*** Opening DATA SECTION ***

PR #7789, opened 2021-03-25
Bump the nanopb version to 0.3.9.8

### LINKED ISSUE #7787: Remediate CVE-2021-21401 by updating to nanopb 0.3.9.8 or higher

  * Xcode version: 12.1
  * Firebase SDK version: 7.4.0
  * Firebase Component: nanopb

[CVE-2021-21401](https://vuln.whitesourcesoftware.com/vulnerability/CVE-2021-21401): "In Nanopb before versions 0.3.9.8 and 0.4.5, decoding a specifically formed message can cause invalid `free()` or `realloc()` calls if the message type contains an `oneof` field, and the `oneof` directly contains both a pointer field and a non-pointer field." Issue was reported on March 23, 2021, and was resolved with Nanopb 0.3.9.8 or 0.4.5

#### Steps to reproduce:

- Install Firebase 7.4.0 or higher
- Observe Nanopb is version 0.3.9.7 based on Google spec of Nanopb 2.03097.0

var-const:
Fixes #7787.

Update to nanopb 0.3.9.8. Protos do not need to be regenerated since this is a library only nanopb patch.


paulb777:
On quick glance, I see two issues:

- The GoogleDataTransport version is wrong at SpecsDev - https://github.com/firebase/SpecsDev/blob/main/GoogleDataTransport/8.3.1/GoogleDataTransport.podspec#L3
- GoogleAppMeasurement needs to be updated as well on SpecsDev - https://github.com/firebase/firebase-ios-sdk/blob/master/GoogleAppMeasurement.podspec.json#L9

Crashlytics/Protogen/nanopb/crashlytics.nanopb.c
```diff
@@ -14,6 +14,22 @@
  * limitations under the License.
  */
```
paulb777, line 16: Something seems strange here that the copyright was added but the Generated version string was not updated.  Here and in subsequent three files.

paulb777 (commented):
Please delete the extra generated copyrights. 

I'm ok if the protos don't get regenerated for 0.3.9.8 since it a library patch only without a corresponding generation change.

The analytics CI failure can be disregarded in this PR since it is a result of the SpecsDev source not being specified at https://github.com/firebase/firebase-ios-sdk/blob/master/.github/workflows/analytics.yml#L25

paulb777:
Merge #7795 to fix the CI failure

paulb777:
Asking @maksymmalyhin for a review since both @var-const and I have contributed to this PR

maksymmalyhin (approved):
LGTM on CI green

paulb777:
Planning to publish the nanopb 2.30908.0 (0.3.9.8) podspec after a day of CI here

PR #7799, opened 2021-03-29
Document how to initialize Crashlytics with Xcode debugger attached

elenadoty:
#no-changelog


samedson (approved):

peterfriese:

*** Closing DATA SECTION ***

**WORK ORDER:**
Find the string "regenerated" in the entries above. Copy each line where it occurs.

**OUTPUT BELOW:**
Update to nanopb 0.3.9.8. Protos do not need to be regenerated since this is a library only nanopb patch.
I'm ok if the protos don't get regenerated for 0.3.9.8 since it a library patch only without a corresponding generation change.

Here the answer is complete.